Please retype the line that contains "## Description" and all lines that follow it to the end of the entries below, exactly as they stand, with nothing added.

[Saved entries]
****************
PR #3008, opened 2024-10-03
randomized svd draft

hanbin973:
## Description

A draft of randomized principal component analysis (PCA) using the `TreeSequence.genetic_relatedness_vector`. The implementation contains `spicy.sparse` which should eventually be removed.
****************
### Solution to the problem
## Description

A draft of randomized principal component analysis (PCA) using the `TreeSequence.genetic_relatedness_vector`. The implementation contains `spicy.sparse` which should eventually be removed.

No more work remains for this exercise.